## Your goal
Each line from the one that contains "PR #1228, opened 2024-07-20" to the end of the entries must be copied word for word, and only those lines.

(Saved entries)
********

PR #1227, opened 2024-07-19
Bugfix for serial I/O hanging when the payload size is only partially sent

adbancroft:
Serial I/O will hang the system if a 2nd payload byte is never sent. This PR adds a timeout to that operation.

Plus MISRA fixes & DOxygen clean up/corrections for comms.cpp

### DIFF
--- a/misra/misra_2012_text.txt
+++ b/misra/misra_2012_text.txt
@@ -273,6 +273,8 @@ Rule 21.11
 No text specified
 Rule 21.12
 No text specified
+Rule 21.15
+The pointer arguments to the Standard Library functions memcpy, memmove and memcmp shall be pointers to qualified or unqualified versions of compatible types
 Rule 22.1
 No text specified
 Rule 22.2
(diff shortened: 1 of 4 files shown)


noisymime:
Do you think it's worth pulling the value of `SERIAL_TIMEOUT` down to somewhere around 500-700 as part of this? I've been testing lower values and 700 seems to be fine for all comm functions and should be more than enough for any single transfer from TunerStudio.

adbancroft:
I’d have to defer to you on this - but lowering a timeout would improve responsiveness, which would make for a better user experience.
Sent from my iPhone

On Aug 9, 2024, at 3:10 AM, Josh Stewart ***@***.***> wrote:

﻿

Do you think it's worth pulling the value of SERIAL_TIMEOUT down to somewhere around 500-700 as part of this? I've been testing lower values and 700 seems to be fine for all comm functions and should be more than enough for any single transfer from TunerStudio.

noisymime:
> I’d have to defer to you on this - but lowering a timeout would improve responsiveness, which would make for a better user experience.

For most users it's never going to be something they run into as timeouts should be fairly rare, but playing around with it I can't seem to see any issues with dropping it either. Probably mostly impacts people using 3rd party interfaces as TunerStudio itself is pretty good at handling these things. 

I'll make that a separate commit anyway to isolate it from this bugfix

PR #1228, opened 2024-07-20
fix: Inconsistent type on revolutionTime between extern header declaration and code definition

FL0WL0W:


noisymime:
Happy to pull this in for consistency, but keep in mind that the Arduino standard is for a `long` to be a 4 byte value, so `unsigned long` should already be an alias of `uint32_t`. 

If you're working on another architecture, you might want to check that is defined as it could potentially cause issues elsewhere if a long isn't 4 bytes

********

## Answer to this task
PR #1228, opened 2024-07-20
fix: Inconsistent type on revolutionTime between extern header declaration and code definition

FL0WL0W:


noisymime:
Happy to pull this in for consistency, but keep in mind that the Arduino standard is for a `long` to be a 4 byte value, so `unsigned long` should already be an alias of `uint32_t`. 

If you're working on another architecture, you might want to check that is defined as it could potentially cause issues elsewhere if a long isn't 4 bytes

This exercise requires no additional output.